# Acuma Financial Advisors



## Filipoberio

Hello!

Im considering re locating to Dubai with my wife and son. I am a Financial Advisor currently based in the UK. We have been considering re locating for some time and I have been approached by a recruitment company for a position working for Acuma.

I cant find much on the internet about the company but I have read that they have recently been bought out by the De Vere group who don't have a great reputation in the world of finance, more car salesmen then Financial Advisors!

Has anybody had any dealings with Acuma? Also is there a big need for Financial Advice within Dubai? I don't want to move my family out and find out I've been sold an idea which doesn't exist!

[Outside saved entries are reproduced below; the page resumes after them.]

PR #455, opened 2021-03-02
Form,Image,Lozenge,Paragraph,ThemeProvider,Toolbar,Transition converted to TypeScript

alexasselin008:


packages/react-components/src/form/src/Form.tsx
```diff
@@ -1,27 +1,34 @@
...
+export interface InnerFormProps {
     /**
      * Whether or not the form take up the width of its container.
      */
-    fluid: bool,
+    fluid?: boolean;
+    /**
+     * Whether or not the Form is disabled.
+     */
+    disabled?: boolean;
```
patricklafrance, line 16: ignore since tit's a standard html prop

packages/react-components/src/form/src/FormContext.ts
```diff
@@ -1,9 +1,14 @@
 import { createContext, useContext } from "react";
 import { isNil } from "lodash";
 
-export const FormContext = createContext(null);
+export interface FormContextProps {
```
patricklafrance, line 4: If you use this name for the actual Context instance how would you call an interface for `useFormContext` if it eventually receive args?

patricklafrance: Well I guess you could call it "UseFormProps".

That being said, suffixing a type describing an actual context with "props" seems wrong.

I would have call it "FormContext" but we obviously can't.

packages/react-components/src/lozenge/src/Lozenge.tsx
```diff
@@ -1,30 +1,33 @@
...
-    size: oneOf(["sm", "md"]),
+    size?: "sm" | "md";
     /**
      * An HTML element type or a custom React element type to render as.
      */
-    as: oneOfType([string, elementType]),
+    as?: ElementType;
     /**
-     * @ignore
+    * @ignore
```
patricklafrance, line 23: required children shouldb't be ignored, was a mistake in original code.

patricklafrance (approved):

packages/react-components/src/form/src/FormContext.ts
alexasselin008: i'll do this in the next PR

PR #456, opened 2021-03-02
Heading, Placeholder,Link,Divider and Counter converted to TypeScript

alexasselin008:


packages/react-components/src/link/src/useLink.ts
```diff
@@ -1,6 +1,32 @@
-import { cssModule, mergeClasses, normalizeSize, useAutoFocus, useMergedRefs } from "../../shared";
+import { ForwardedRef } from "react";
+import { MergedRef, Size, cssModule, mergeClasses, normalizeSize, useAutoFocus, useMergedRefs } from "../../shared";
 import { isNumber } from "lodash";
 
+export interface UseLinkProps {
+    cssModule?: string;
```
alexasselin008, line 6: can't know at the moment if they are required props here. Should i let them all optional except forwardRef?

packages/react-components/src/link/src/useLink.ts
```diff
@@ -1,6 +1,32 @@
-import { cssModule, mergeClasses, normalizeSize, useAutoFocus, useMergedRefs } from "../../shared";
+import { ForwardedRef } from "react";
+import { MergedRef, Size, cssModule, mergeClasses, normalizeSize, useAutoFocus, useMergedRefs } from "../../shared";
 import { isNumber } from "lodash";
 
+export interface UseLinkProps {
```
alexasselin008, line 5: Should this be the LinkProps?

packages/react-components/src/link/src/TextLink.tsx
```diff
@@ -1,61 +1,64 @@
...
     /**
      * A link can vary in size.
      */
-    size: oneOf(["sm", "md", "inherit"]),
+    size?: "sm" | "md" | "inherit";
     /**
      * Whether or not the link is disabled.
      */
-    disabled: bool,
+    disabled?: boolean;
```
patricklafrance, line 46: ignore disabled, it was a mistake in original code

packages/react-components/src/link/src/useLink.ts
patricklafrance: yeah leave everything optionnal and i'll update them sometime

packages/react-components/src/link/src/useLink.ts
patricklafrance: Not exactly, It will of course be a subset of the props but it could differ at some point

packages/react-components/src/link/src/useLink.ts
```diff
@@ -1,6 +1,32 @@
...
+    active?: boolean;
+    focus?: boolean;
+    hover?: boolean;
+    visited?: boolean;
+    target?: string;
+    rel?: string;
+    forwardedRef: ForwardedRef<HTMLElement>;
+}
+
+export interface UseLinkApi {
```
patricklafrance, line 23: If we need these, I suggest we use Chakra "Return" naming convention. Could also use "Output" instead of "Return"

packages/react-components/src/shared/src/useMergedRefs.ts
```diff
@@ -11,7 +11,7 @@ export function assignRef<T>(ref: ForwardedRef<T>, node: T): void {
     }
 }
 
-type MergedRef<T> = ((instance: T | null) => void) & MutableRefObject<T | null>;
+export type MergedRef<T> = ((instance: T | null) => void) & MutableRefObject<T | null>;
```
patricklafrance, line 14: Can use the RefCallback type instead? The idea of mergeRefs is really to mimick a ref callback behavior the same signature

PR #458, opened 2021-03-03
Remove all explicit type anotation and renamed all context interface with suffix Type

alexasselin008:


packages/react-components/src/form/src/useFormButton.ts
```diff
@@ -1,7 +1,7 @@
-import { FormContextProps, useFormContext } from "./FormContext";
+import { FormContextType, useFormContext } from "./FormContext";
 import { omitProps } from "../../shared";
 
-export type FormButtonProps = Omit<FormContextProps, "fluid">;
+export type FormButtonProps = Omit<FormContextType, "fluid">;
```
patricklafrance, line 4: Could rename for UseFormButtonReturn please

patricklafrance (approved):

Also if anyone does know of any other reputable Independent Financial Advisor set ups that I consider working with

Thanks in advance


----------



## Gavtek

martinmeijer said:


> I do all my own cold calling


How do you look in the mirror without wanting to punch yourself in the face?


----------



## Yorki

There must be loads of Financial Advisors in Dubai I get called everyday with them offering free advice....pain in the butts...


----------



## vantage

Never hire ANYONE off a cold call. On principal.

Bloodsucking leeches.
Do your research, take personal recommendations from those you trust, research again, Then you call THEM.

I prefer to pay a fee for my Financial Advice.
Anyone who claims to offer impartial advice, regardless of codes of ethics, when they are working solely for commission is definitely lying to you, and probably themselves as well.

And they probably wear a shiny footballers suit too...


----------



## dizzyizzy

On that note anybody knows how can I get my data off the Devere's marketing list? Have asked them numerous times to delete them but I keep getting unsolicited phone calls from them. So annoying.


----------



## Gavtek

I just save every number that cold calls me under a contact called "IGNORE" on my phone so when they inevitably ring back, I don't need to waste my time answering.


----------



## Jumeirah Jim

What Gavtek said but seems "everything" they recruit is asked to call me. They get very short shrift when I'm in a good mood. If they catch me in a grumpy mood I had better not repeat here what I say. 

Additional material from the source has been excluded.